Stored items

########

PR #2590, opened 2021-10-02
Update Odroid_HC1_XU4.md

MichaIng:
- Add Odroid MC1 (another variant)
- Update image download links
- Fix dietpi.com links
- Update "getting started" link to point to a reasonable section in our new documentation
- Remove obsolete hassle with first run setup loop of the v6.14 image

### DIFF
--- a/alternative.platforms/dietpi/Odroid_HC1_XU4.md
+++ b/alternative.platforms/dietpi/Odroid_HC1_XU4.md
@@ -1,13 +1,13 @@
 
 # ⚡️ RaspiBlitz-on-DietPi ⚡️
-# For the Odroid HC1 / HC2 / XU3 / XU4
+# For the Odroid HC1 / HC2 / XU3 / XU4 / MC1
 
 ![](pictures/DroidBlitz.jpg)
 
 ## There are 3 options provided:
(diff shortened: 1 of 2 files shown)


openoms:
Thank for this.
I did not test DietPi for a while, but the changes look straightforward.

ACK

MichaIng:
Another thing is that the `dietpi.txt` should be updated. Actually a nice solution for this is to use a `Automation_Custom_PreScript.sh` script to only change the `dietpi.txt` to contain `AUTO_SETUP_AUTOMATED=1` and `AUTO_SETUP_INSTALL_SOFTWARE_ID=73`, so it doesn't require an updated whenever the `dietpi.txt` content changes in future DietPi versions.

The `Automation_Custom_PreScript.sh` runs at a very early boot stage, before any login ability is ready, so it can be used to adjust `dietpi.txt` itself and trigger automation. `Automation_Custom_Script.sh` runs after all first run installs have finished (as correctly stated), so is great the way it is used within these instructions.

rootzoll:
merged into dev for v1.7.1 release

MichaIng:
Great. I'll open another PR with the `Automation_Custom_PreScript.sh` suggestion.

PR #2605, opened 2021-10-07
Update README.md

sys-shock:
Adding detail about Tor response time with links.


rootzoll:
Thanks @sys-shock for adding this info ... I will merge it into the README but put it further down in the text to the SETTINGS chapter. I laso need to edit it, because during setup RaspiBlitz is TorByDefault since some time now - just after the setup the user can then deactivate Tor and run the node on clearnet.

########

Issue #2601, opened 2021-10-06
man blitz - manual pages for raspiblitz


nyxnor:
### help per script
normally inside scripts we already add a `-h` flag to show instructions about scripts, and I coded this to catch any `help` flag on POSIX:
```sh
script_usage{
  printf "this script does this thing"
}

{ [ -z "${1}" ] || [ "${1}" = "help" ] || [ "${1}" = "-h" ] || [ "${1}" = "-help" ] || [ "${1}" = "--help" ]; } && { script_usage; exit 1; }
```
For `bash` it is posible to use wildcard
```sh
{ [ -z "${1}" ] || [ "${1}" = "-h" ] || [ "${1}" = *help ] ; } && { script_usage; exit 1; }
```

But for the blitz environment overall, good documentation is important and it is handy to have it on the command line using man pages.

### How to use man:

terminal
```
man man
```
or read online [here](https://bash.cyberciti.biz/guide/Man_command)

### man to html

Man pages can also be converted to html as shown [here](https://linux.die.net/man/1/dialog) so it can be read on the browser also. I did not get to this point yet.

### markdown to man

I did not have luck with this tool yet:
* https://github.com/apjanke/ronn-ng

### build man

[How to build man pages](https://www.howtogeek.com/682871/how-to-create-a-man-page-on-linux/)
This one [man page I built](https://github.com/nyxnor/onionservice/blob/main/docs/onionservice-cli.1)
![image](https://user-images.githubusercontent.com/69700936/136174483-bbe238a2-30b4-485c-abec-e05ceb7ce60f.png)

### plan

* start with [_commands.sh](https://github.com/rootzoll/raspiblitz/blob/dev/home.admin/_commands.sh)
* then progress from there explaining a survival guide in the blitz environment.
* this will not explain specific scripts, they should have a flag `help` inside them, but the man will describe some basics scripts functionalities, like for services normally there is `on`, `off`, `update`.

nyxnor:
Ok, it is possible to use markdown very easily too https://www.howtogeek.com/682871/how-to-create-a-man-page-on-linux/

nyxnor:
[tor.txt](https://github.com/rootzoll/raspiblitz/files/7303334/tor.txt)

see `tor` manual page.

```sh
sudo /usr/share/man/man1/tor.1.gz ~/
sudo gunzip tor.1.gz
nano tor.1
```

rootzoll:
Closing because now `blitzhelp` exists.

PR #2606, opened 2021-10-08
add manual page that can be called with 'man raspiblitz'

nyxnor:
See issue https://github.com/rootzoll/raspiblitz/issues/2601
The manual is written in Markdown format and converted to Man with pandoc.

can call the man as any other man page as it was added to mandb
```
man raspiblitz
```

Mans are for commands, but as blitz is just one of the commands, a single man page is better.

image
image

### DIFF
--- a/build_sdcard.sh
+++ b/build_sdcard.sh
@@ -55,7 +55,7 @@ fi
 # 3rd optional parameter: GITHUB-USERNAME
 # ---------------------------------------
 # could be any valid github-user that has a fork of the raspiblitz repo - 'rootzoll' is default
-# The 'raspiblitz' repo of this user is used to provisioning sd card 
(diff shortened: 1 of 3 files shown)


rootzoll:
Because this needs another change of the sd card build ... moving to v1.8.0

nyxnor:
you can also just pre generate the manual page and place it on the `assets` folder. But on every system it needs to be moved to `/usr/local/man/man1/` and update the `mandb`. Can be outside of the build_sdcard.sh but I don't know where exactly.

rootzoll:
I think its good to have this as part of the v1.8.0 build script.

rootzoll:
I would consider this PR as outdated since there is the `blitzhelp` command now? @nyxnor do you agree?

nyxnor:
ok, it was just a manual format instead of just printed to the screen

########

# TASK INSTRUCTIONS
Wherever the word "howtogeek" occurs in the data above, copy the line it sits in.

# RESPONSE AREA
[How to build man pages](https://www.howtogeek.com/682871/how-to-create-a-man-page-on-linux/)
Ok, it is possible to use markdown very easily too https://www.howtogeek.com/682871/how-to-create-a-man-page-on-linux/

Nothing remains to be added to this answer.